Capitulo VII
Al quinto día y también en relación con el cordero, me fue revelado este
otro secreto de la vida del principito. Me preguntó bruscamente y sin preámbulo,
como resultado de un problema largamente meditado en silencio:
-Si un
cordero se come los arbustos, se comerá también las flores ¿no?
-Un cordero
se come todo lo que encuentra.
-¿Y también las flores que tienen
espinas?
-Sí; también las flores que tienen espinas.
-Entonces, ¿para qué
le sirven las espinas?
Confieso que no lo sabía. Estaba yo muy ocupado
tratando de destornillar un perno demasiado apretado del motor; la avería
comenzaba a parecerme cosa grave y la circunstancia de que se estuviera agotando
mi provisión de agua, me hacía temer lo peor.
-¿Para qué sirven las
espinas?
El principito no permitía nunca que se dejara sin respuesta una
pregunta formulada por él.
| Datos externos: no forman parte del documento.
PR #3608, opened 2026-08-07
test(system): anchor index-addressed negative asserts to what they name

lexfrei:
## What this PR does

Some negative assertions in these suites can't fail for the reason their test names give. `contains` and `notContains` compare list elements for equality, so `--pinned-tenants=` never equals a rendered `--pinned-tenants=tenant-a=shard0`, and `{name: GF_AUTH_GENERIC_OAUTH_CLIENT_SECRET}` never matches an env entry carrying a `valueFrom` beside the name. Others forbid one rendered value under a name that claims the flag itself, so `notContains --compatibility=cilium` leaves the kilo default render free to carry `--compatibility=flannel` off the same values key.

Flag guards become `notMatchRegex` on `args[*]`, which matches per element, so any value fails and so does the bare form. Mapping guards get `any: true`. flux-shard-operator gets an `equal` on the whole default arg list instead, and `--shard-cpu-limit=` is dropped because that list covers it. The vendored ouroboros templates keep per-flag guards: a whole-list pin there would go red on any upstream flag change, under a test name about one flag.

Several of these address `containers[0]` with nothing pinning that index, so a sidecar rendered ahead of the workload turns them green while the flag is live on the real container. Those get an `equal` on the container name first. A Cilium deny rule has no name, so that one pins the selector plus the rule and `toPorts` counts. Where a positive `contains` already sits on the same path it holds the index by itself and gets no extra anchor.

Assertions of the same shape remain in files this PR doesn't touch, including one in a package it does.

## Tests

Every dead guard was confirmed dead first: make the forbidden content render, watch the old form stay green. `compatibility: flannel` in kilo's values, `--gateway-api=true` in place of the bare flag, `--proxy-fqdn` baked beside the composition flags, the OIDC client secret in the `mode=None` grafana render. Each one turns the new assertion red. Anchors checked the same way, with a sidecar rendered ahead of the workload.

`hack/helm-unit-tests.sh` is green.

### Screenshots

None. This changes test files.

### Downstream repositories

Every changed file is under a `tests/` directory. No templates, no values, no rendered output.

### Release note

```release-note
NONE
```

### DIFF
--- a/packages/system/kilo/tests/kilo_test.yaml
+++ b/packages/system/kilo/tests/kilo_test.yaml
@@ -61,6 +61,19 @@ tests:
 
   - it: "no --compatibility arg in the default render"
     asserts:
-      - notContains:
-          path: spec.template.spec.containers[0].args
-          content: "--compatibility=cilium"
+      # Anchor the index before asserting on it. A negative assert passes
+      # whenever its path resolves to something that does not match, and a
+      # different container at [0] qualifies — as does an index resolving to
+      # nothing at all — so without this the guard goes green if a sidecar is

Irritado por la resistencia que me oponía el perno,
le respondí lo primero que se me ocurrió:
-Las espinas no sirven para
nada; son pura maldad de las flores.
-¡Oh!
Y después de un silencio,
me dijo con una especie de rencor:
-¡No te creo! Las flores son débiles.
Son ingenuas. Se defienden como pueden. Se creen terribles con sus espinas…
No le respondí nada; en aquel momento me estaba diciendo a mí mismo: "Si
este perno me resiste un poco más, lo haré saltar de un martillazo". El
principito me interrumpió de nuevo mis pensamientos:
-¿Tú crees que las
flores…?
-¡No, no creo nada! Te he respondido cualquier cosa para que te
calles. Tengo que ocuparme de cosas serias.
Me miró
estupefacto.
-¡De cosas serias!
Me miraba con mi martillo en la
mano, los dedos llenos de grasa e inclinado sobre algo que le parecía muy
feo.
-¡Hablas como las personas mayores!
Me avergonzó un poco.
Pero él, implacable, añadió:
-¡Lo confundes todo…todo lo
mezclas…!
Estaba verdaderamente irritado; sacudía la cabeza, agitando al
viento sus cabellos dorados.
-Conozco un planeta donde vive un señor muy
colorado, que nunca ha olido una flor, ni ha mirado una estrella y que jamás ha
querido a nadie. En toda su vida no ha hecho más que sumas. Y todo el día se lo
pasa repitiendo como tú: "¡Yo soy un hombre serio, yo soy un hombre serio!"… Al
parecer esto le llema de orgullo. Pero eso no es un hombre, ¡es un
hongo!
-¿Un qué?
-Un hongo.
El principito estaba pálido de
cólera.
-Hace millones de años que las flores tiene espinas y hace también
millones de años que los corderos, a pesar de las espinas, se comen las flores.
¿Es que no es cosa seria averiguar por qué las flores pierden el tiempo
fabricando unas espinas que no les sirven para nada? ¿Es que no es importante la
guerra de los corderos y las flores? ¿No es esto más serio e importante que las
sumas de un señor gordo y colorado? Y si yo sé de una flor única en el mundo y
que no existe en ninguna parte más que en mi planeta; si yo sé que un buen día
un corderillo puede aniquilarla sin darse cuenta de ello, ¿es que esto no es
importante?
El principito enrojeció y después continuó:
-Si
alguien ama a una flor de la que sólo existe un ejemplar en millones y millones
de estrellas, basta que las mire para ser dichoso. Puede decir satisfecho: "Mi
flor está allí, en alguna parte…" ¡Pero si el cordero se la come, para él es
como si de pronto todas las estrellas se apagaran! ¡Y esto no es importante!
No pudo decir más y estalló bruscamente en sollozos.
La noche había
caído. Yo había soltado las herramientas y ya no importaban nada el martillo, el
perno, la sed y la muerte. ¡Había en una estrella, en un planeta, el mío, la
Tierra, un principito a quien consolar! Lo tomé en mis brazos y lo mecí
diciéndole: "la flor que tú quieres no corre peligro… te dibujaré un bozal para
tu cordero y una armadura para la flor…te…". No sabía qué decirle, cómo
consolarle y hacer que tuviera nuevamente confianza en mí; me sentía torpe. ¡Es
tan misterioso el país de las lágrimas!